Data for the task -
BEGIN

PR #1954, opened 2026-09-21
An empty chat build over a baseline the detector popped sends no base holder an empty frame, since a marked session's clients hold content

lczh:
Tier: fix

The chat wire's shared delta baseline is seeded by a session's first whole frame to reach a client (#1909). When two whole-frame senders race on a session with no baseline, the seed's detector pops the baseline and marks the session, and the next cycle whose loop reads the baseline absent sends every base holder the whole session and takes the mark off with its write. Three things were left around that mark. First, the guard that keeps a transcript read that came back empty from going out as an empty session frame read only the baseline: after a pop, or after a cycle that sent tails and left the mark standing, the session has no baseline while every client holds content, so an empty read in that window sent every base holder an empty session frame, counted it under `empty` with a client-diag row each, said nothing on stderr, and on the cycle road wrote the empty list as the baseline and took the mark off, so content's return was one more whole frame to everyone. The pane did not blank, since the page absorbs such a frame as status-shaped; the cost was meter noise, the lost stderr line and one redundant whole frame. Second, the eviction that forgets a tab the strip stopped listing walks the detector's marks, but nothing pinned that walk or its clear: with both removed, the skeleton-reconnect and delta-resync modules stayed green. Third, four sentences (three in the seed's docstring, one in the targeted push's, and the reference's gloss on first-event fulls) still said the next cycle's write always repairs every client and clears the mark, while the code clears it only from a cycle whose loop read the baseline absent and leaves it standing after a cycle that sent tails.

The fix: the mark now carries a count, the length of the list the detector popped, raised by every whole frame handed under the mark (the seed's declining arm raises it, since it runs after the sends for a list some client took whole; a count left at the pop named the shorter list once a targeted push under the standing mark had handed every base holder a longer one). The empty-build guard on both send roads (the pusher's cycle and the targeted one-session push) treats a marked session as one whose clients hold content. An empty build over a popped baseline sends no empty frame to any base holder, counts no `empty`, files no row, says the failed read once on stderr with that count, and leaves the mark standing and the baseline absent for the next content cycle's repair; with a cached build to stand in, the stand-in reaches every base holder as a whole frame and that cycle's write takes the mark off, the road the seeded case already took. The eviction's walk unions the marks' keys and pops the mark. Two `builds.chat` counters on `/perf`, `baselineRaced` (at the pop) and `baselineRepaired` (where a cycle's write takes a standing mark off), decided under the baseline lock and counted after it, make the rate the review asked about countable; the reference glosses them beside `moved` and `coldSkipped` (raced minus repaired is the marks still standing plus the tabs that left the strip, whose eviction clears the mark with no repair). The four stale sentences now state the rule the code has, one sentence each. The eviction's premise comment and the reference gloss state, not fix, the one exception: the page keeps a strip-omitted tab the frame's `live` field lists, so for a live session the strip omits the eviction forgets bases the page still holds, and the re-listing is a row-less whole frame per client, since the dedup slot is popped with the base.

This change follows the seed lower-bound fix (#1942) and the seed-on-delivery fix (#1943) from the same review, both merged; it sits on the merge that carried the second.

Validation
- Red first against the stacked base's kernel file, swapped in and restored byte for byte with a hash check: tests 35 (the cycle), 36 (the targeted push) and 37 (the cached-hit road) fail at their first assertion, an empty session frame for the raced session reaching both base holders (37 by the other road: the last filled card each client held stayed the older one); test 34 passes there, as a pin should (3 failed, 1 passed, 57 deselected).
- Test 34 under the review's eviction mutation on the fixed kernel (the marks dropped from the eviction's walk and their clear removed): red at its first assertion after the tab leaves the strip, the session still marked (1 failed; tests 21 and 25 beside it green, so the walk's third member is what it pins).
- Test 36's count pin against the change without the raise: red at the stderr assertion, the note naming the 5 events at the pop while every client held the 7 a targeted push under the standing mark had handed them.
- Green after, one module at a time: skeleton-reconnect 61 (57 plus the four new tests), chat-delta-resync 12 (its regex pin on the cycle's write gate is byte-identical), chat-fixed-cost-memos 44, cold-tab-gate 22 (4 subtests), kernel-pusher-snapshot 31 (2 subtests), chat-empty-build-guard 5, perf-stats 66 (its exact-dict pin on `builds.chat` gains the two counters), kernel 460 (12 subtests), chat-pages 43 (27 subtests), perf-bench 49.
- The static scan of test pins on kernel source lines lost nothing. The modules the second scan named as pinning the changed functions by source were run too and are green: kernel-tabs-first 7, pusher-change-gates 13, single-flight-builds 11, stat-rule-readers 15 (4 subtests), timeline-skeleton-dedup 4, wire-once-per-build 24, feed-first-cold-push 7, files-pane 27, first-cycle-stage-split 19, settings-page 10, comment-threads 115.


ksarma:
The evidence below was executed against aabc25305, the PR's head, merged as 611bd01b1; file and line references are on that commit. Of the PR's four files only docs/reference.md differs between the head and the merge tree, so the kernel/kernel.py and test lines read the same at both.

**The cached stand-in under a standing mark rewinds every base holder** (kernel/kernel.py 54909-54926). The guard at 54909 reads the mark and, with a cached build, hands it to every base holder as a whole frame at 54926; the write block at 54974-54977 makes it the baseline and takes the mark off. The premise in the comment at 54910-54911 (same events, so the diff sends nothing) never applies under a mark, whose baseline is absent: the stand-in always leaves as a full.

- Shorter face: a targeted push under the mark hands every base holder a longer list and caches nothing (55563). After test 23's race a targeted push leaves both clients at 7, and the next empty read sends each the 5-event stand-in as the new baseline; the page applies a behind full as sent (ui/webview/render.ts 17578-17609), so the two newest cards leave every pane until the next content cycle's tail, where the base kernel's empty frame moved no card.

- Same-length face: in test 24's order the cache keeps the older list with u3 unfilled while client a shows the filled card; the empty cycle sends a that list as the new baseline, and a shows the older card until the next tail. A compare of the stand-in's length against the mark's count closes the shorter face alone: the count sees length, not content, and a cycle that sent tails while a mid-loop seed marked the sid (test 27's shape) leaves clients ahead of the count, so a shorter stand-in still goes out when that cycle's build was not cached.

- Fix, executed: bind the mark once and take the no-hit road under it, `if hit is None or marked: continue`, keeping the release of the claimed build (`_chat_inflight_done`) inside the widened branch. The empty cycle then sends nothing for the sid, the mark and the absent baseline stand, and the next content cycle's full repairs every base holder, deduping for a client already showing that list; the targeted push's guard at 55571 needs no change. Tests 22, 34, 35 and 36 stay green; test 37, which pins the stand-in road, goes red and re-pins to no S1 frame, the mark standing, the baseline absent, counters (1, 0), then (1, 1) after the content cycle. The cost: in test 23's order the repair of the race's older holder lands one cycle later, and no holder is ever shown a card older than the one it shows.

- Wording: the comment at 54913-54920 and test 37's docstring say the stand-in goes out as a change-0 full repairing from an older list, the seeded case's road, and the `_empty_build_regresses` docstring at 33912 puts the marked sid on that road too; the row reads changeAt0 only when a client holds exactly the stand-in's span (lastGone:record in the shorter face), and "older" there means older than the grown transcript, not than a card a client shows. The seeded road itself, a targeted push's tail leaving both clients ahead of the seeded baseline, sends the stand-in as a lastGone:record full at both heads: pre-existing, outside this diff, and not closed by a count compare either, since `_chat_prior_n` reads the baseline's length there; one sentence naming it belongs at 54910-54912.

### Smaller points

- **What the count under the mark means** (kernel/kernel.py 33917, 34046-34047, 34050, 34059). The docstring of `_chat_prior_n` and the comment at 34047 read the count as what every base holder has, at least, while the code stores a max over lists some client was handed whole: a connect push under the mark hands its full to one client and the raise arm at 34050 lifts the count to it (stderr said 7 while two of three base holders had 5), and the pop arm's `max(len(cur), len(evs))` at 34059 can name a count no holder has. After test 27's tails cycle the note says 5 while both clients have 6; an else arm under the lock at 54974 raising the count to that cycle's list length would make it exact there. Only the stderr note and the perf row read the count, so the fix is wording at 33917 and 34046-34047 (the longest list some client was handed whole under the mark), with the note calling the count a minimum unless the else arm is taken; raising only on the targeted road gives no every-holder reading, since the pop arm already stores the max.

- **Four more sentences with the retired phrasing** (kernel/kernel.py 54807 and 54810, 54988, 55540-55541, 51475). The body counts four reworded sentences saying the next cycle's write always repairs every client and clears the mark; the diff rewords five, and these four, from PRs 1909 and 1942, stay; the code's rule (tests 27 and 35): a cycle that sent tails leaves the mark, and the next cycle whose loop reads the baseline absent repairs and clears; comment-only, a consistency gap against the body's claim, not a code defect.

- **The snapshot-shape docstring** (kernel/kernel.py 414-421) names `active_built`, `bg_built`, `moved` and `bg_miss` and neither `baselineRaced` nor `baselineRepaired` (nor `coldSkipped`, pre-existing); that `romp perf` prints neither is the printer's documented contract (docs/reference.md 2526-2527), so one docstring line covers it and a printer change would be its own change, covering `coldSkipped` too.

- **The connect push as a third road under the mark** (kernel/kernel.py 54909). The guard also runs on the connect push, which the body does not name: with nothing cached, a connect target for a marked sid whose read came back empty gets no S1 frame before the next content cycle, where the base kernel sent it an empty noBase full at once (as a seeded sid already gets at both heads); with a cached hit, the head hands the target the stand-in where the base sent the empty frame, an improvement. Fix: state the cache precondition in the body and the comment at 54913-54920 (the stand-in goes to the non-holder target here, not to every base holder) and pin both arms; under the no-stand-in road above the cached arm is the no-frame shape too, so the pin follows the road taken, and sending the target an empty frame at once is a separate decision that also changes the seeded road.

### Tests

The two counters are pinned on the happy path only (kernel/kernel.py 54971 and 34050; tests 35 and 37 alone read them, beside a perf-stats zero pin): by code reading, not execution, a mutant counting a repair on the tails cycle or a pop in the declining arm diverges only where no test reads the counters, and the pins are test 27 replayed through the tails cycle after a collector reset, asserting (1, 0) before the second cycle then (1, 1), and test 25 replayed after a reset, asserting (1, 0) after the connect push under the mark, both owing a green run at the head and a red run under each mutant. The pop's count at 34059 is pinned by no test, since every race fixture pops two lists of equal length: mutants storing `len(evs)` alone, or the seeded list's length alone, kept the chat modules' tests green, and the cheapest complete pin is direct `_seed_chat_baseline` calls (test 26's shape) asserting the count reads 6 for seeded 5 against this sender's 6 and for seeded 6 against 5, where a `_race` fixture with an appended event kills only the first mutant; the wording alternative is the longer of the two racing lists. Owed beside tests 35 to 37: the mirror of 37 with a targeted push under the mark before the empty build, asserting the S1 frame list, the baseline and the mark (flipping the status as test 36 does, or the repair full dedups); test 24's order on the cached-hit road; test 27 through the tails cycle, then an empty build, asserting no empty frame, the standing mark, the absent baseline and the note's count (5 as written, 6 if raised on the tails cycle); and the connect road under the mark with an empty read, both arms, the cached arm red at the base.

PR #1955, opened 2026-09-21
The background warmer skips a leaf it cannot stat, so a warm another cold session kicked no longer parses a gone transcript once per kick

lczh:
Tier: fix

The background parse warmer's own loop had no gate on a transcript it cannot stat. The merged change before this one kept the feed body from asking for a background warm when a session's transcript is gone from disk, but the warmer's loop still filtered its rows on "moved since boot, or working now" alone, which a gone leaf satisfies through its goal store's or states log's mtime. So once any other cold session kicked the warmer, the warm thread parsed the missing path once per kick: the shared store cannot compute a live key for it because the leaf's stat fails, so any slot it still holds from before the removal never matches, the parse stores nothing under a None key, one kernel parse is counted, nothing on stderr. The earlier claim that nothing parses the gone leaf anywhere in the kernel held only while it was the sole cold candidate.

The fix gates the loop at its subject: a warm-wanted row whose transcript cannot be stat'ed is skipped before the parse and before the "parsed anything" flag, so a warm that skipped everything still drops nothing and wakes nobody. The predicate is the one the feed key already reads for its transcript identity, paid once per warm-wanted session per kick on the warm thread and never on the feed path, so the inputs census sees no new read. It is not placed inside the warm-wanted helper, whose feed caller already sits behind the leaf bit. The gate also skips the transcript-less rows the live-session list adds (the live stub, a just-created SDK row), whose parse stored the same nothing while the row was working; discover hands the file over once it exists. The warmer's docstring now says it skips such a leaf itself.

Wording, no behavior change:
- The warm-to-stale block's tab-list clause described one road. It now says that only the names stub for a live sid no backend owns notes on stderr that the transcript could not be resolved, once per episode, and that the SDK-owned road never notes.
- The chmod 0 disclosure in the same block names the surface: a leaf that stats but cannot be opened is re-read once into an empty parse the store keeps under the transcript's mtime and size, so the card paints quiet from it on later builds until the mtime or size moves (a chmod moves ctime alone). The close is a read-failure signal out of the parser, its own change.
- The feed key's docstring list of the facts handed to the body through the context now includes the leaf bit.
- The new gate comment and the body's cold-road comment say the store cannot compute a live key for the gone leaf, not that it holds no slot: a session parsed before the removal still has its old slot, which the None key neither matches nor evicts.
- The source pin on the re-read's gate line in the cache-only test keeps its literal as a locator; its message now says so and names the executed tests that prove the behavior: the append and emptied-store tests for the warm-key clause, the gone-transcript test for the stat clause, its warmer sibling for the body's ask, and the new multi-cold test for the loop gate.

Validation:
- New test in the feed session memo module, beside the sole-candidate warmer test: a second session is left unparsed before the removal so its cold road kicks the real warmer under a feed-only client; a recorder on the parse entry point never sees the gone path, and the kernel parse count moves by the stat-able sessions' misses alone. Red before the gate, with the kernel at the merge's text: 1 failed, 56 passed, the gone path found in the recorder's list. Green after: 57 passed.
- New ordering pin in the boot parse gating module, in the shape of its "a warm that parses nothing wakes nobody" test: a working live row whose transcript is not on disk under a feed-only client, a sentinel in the pusher's cached feed, the parse entry point and the pusher poke recorded. Red at the merge's text: the missing path was handed to the parse (1 failed). Red on the reorder mutant, the gate moved below the parsed-anything flag: no parse, but the cached feed was dropped to None (1 failed). Green at the head. The kernel was restored byte-exact after each swap.
- Modules run one at a time, all green: boot parse gating 29 (its warmer tests write real transcripts and survive the gate), feed session memo 57, kernel feed warm 4, kernel 460, feed memo inputs 31 (the census sees no new read), perf stats 66, perf bench 49, pusher change gates 13, chat empty build guard 5, feed live clobber 3, goal store fault boundary 30, interrupt marks memo 19, kernel goal cache wiring 17, kernel interrupt 54, kernel interrupt machine cut 51, kernel judging active 5.
- The static pin scans report nothing lost on the branch.

Follows the post-merge review of #1941.


ksarma:
Evidence for this review was executed against 85a79a218, the PR's head, merged at 09:11Z as 3fc615cc7; every file and line reference is on the head commit, since the merge moved kernel/kernel.py's lines (the three test files read the same at both). The change adds a two-line gate to the background warmer's loop (kernel/kernel.py 35210-35211): a warm-wanted row whose transcript cannot be stat'ed is skipped ahead of the parse and ahead of the parsed-anything flag. A warm that another cold session kicked therefore no longer parses a gone leaf once per kick, and a warm that skipped everything leaves the feed cache and the pusher alone.

That gate is the only executable change; every other added line is comment, docstring or test text. It reads the same identity the feed key takes for its transcript component, and every row the loop iterates carries a string path, so the two predicates agree on every reachable row. The two new tests are red at the base for the reason the PR description gives and green at the head. With the gate deleted both go red; with the gate moved under the parsed-anything flag the ordering pin goes red on the dropped cache while the multi-cold test stays green, since api's parse sets the flag. Two items remain: a wording inconsistency the change leaves standing beside its own corrections, and an unasserted premise in the new multi-cold test.

### Smaller points

- Three "no slot" phrasings at this head state the inventory claim the PR's own corrections reject, and all three are false at the moment they describe. The PR's new gate comment in the warmer (kernel/kernel.py 35199-35201) and its rewritten cold-road comment in the entry (42680-42681, where the old text said the store "has no slot for it") say the store cannot compute a live key for the gone leaf, and its description says a session parsed before the removal keeps its old slot. The opposite still stands in the re-read block's opening sentence, kernel/kernel.py 42522-42523, just above the lines the PR rewrites in that block: a transcript gone from disk under a warm entry "has no slot in the shared store". It also stands in two assertion messages in the test class whose docstring the PR extends: tests/test_feed_session_memo.py 1529 ("has no store slot"), in a test whose own comment at 1545-1549 says the pre-removal slot is never retired while the leaf is gone, and 1553 ("the rewritten leaf has no slot in the store"). A scratch probe replaying lines 1518-1529 of that test found the store still keeps the (fsid, cut, leaf) slot for the web session after the unlink, while `km._parse_cached(leaf)` returns None; the slot is unchanged after a None-key parse of the gone leaf. All three phrasings predate the PR and are untouched by its diff. The inconsistency is across files (42523 and 1529 against 35200, 42681 and the description), not inside one comment: within the re-read block the only slot-persistence text is the chmod 0 case at 42537-42539, a stat-able leaf, which does not contradict the gone-leaf sentence. Three other "no slot" phrasings near the diff are accurate and can stay as written: kernel/kernel.py 35139 and 42346 and tests/test_kernel_feed_warm.py 10 say there is no slot "to re-read into", which is the write destination. That statement is true because `parsed_session` stores only under a non-None key, so a re-read of the gone leaf stores nothing. A fix for the three wrong ones: at 42522-42523, say the store cannot compute a live key for it, so no slot it keeps matches and the re-read has nowhere to land; at 1529, for example "no live key for a transcript that cannot be stat'ed: nothing to re-read into"; at 1553, "the rewritten leaf's live key matches no slot". The two test edits change assertion strings only, so all three fit in one wording commit with no behavior change.

### Tests

- The new multi-cold test does not assert the premise it depends on, so a later change to the warm-wanted predicate leaves it green without the loop ever reaching the gate. The test, `test_a_warm_that_another_cold_session_kicked_skips_the_gone_leaf` (tests/test_feed_session_memo.py 1614), pins the gate by execution at the head: with the gate deleted, line 1660 finds the web session's gone path in the parse recorder's list. Its premise is that the web row stays warm-wanted after the unlink at 1651 through its goal store's mtime since boot. The fixture's rows are idle and its stores are written in setUp, so after the unlink that status rests on the store leg of `_session_moved_since_boot` alone (kernel/kernel.py 11730). A later change to that predicate, the store leg dropped or the boot timestamp re-based per warm, makes the row cold: the loop's warm-wanted continue fires before the gate, the recorder never sees web, the kernel parse count still moves by api's one, and the test passes while pinning nothing about the gate in the multi-cold shape. Executed on a scratch copy of the head, single-process pytest on that one test: as written, 1 passed; with the store leg dropped from the predicate and the gate present, 1 passed; with the same mutant and the gate removed as well, 1 passed, so under that mutant the test cannot see the gate at all. The predicate's own test does not catch that mutant either: `test_moved_since_boot_reads_either_file` (tests/test_boot_parse_gating.py 150) pins the transcript and states legs only, never the store leg. The fix is one line after the unlink at 1651, in the shape the new boot test already uses at tests/test_boot_parse_gating.py 110. Assert that the warm-wanted helper is true for the row `{"sid": WEB, "path": str(self.tpath[WEB])}` with the web live row, with a message such as "the gone leaf is still warm-wanted through its goal store's mtime since boot: the loop reaches the gate". That two-key row is enough because `_session_files_stat` reads only sid and path (kernel/kernel.py 11670). Verified: with the assertion added, the head passes; under the store-leg mutant the test fails at the new line; with the gate removed and the assertion present, the test still fails on the existing assertNotIn at 1660 with web's path in the recorder's list, so the added line does not disturb the test's arming. Optional, and not this PR's addition: the merged sibling `test_a_warm_entry_whose_transcript_is_gone_asks_the_warmer_for_nothing` (1570) rests on the same unasserted premise after its unlink at 1600, and the same one-line assertion there would keep it from going vacuous under the same change.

END

Task directions -
Count the lines in the records above that contain the word "fixed", and reply with only that number.

Task answer -
2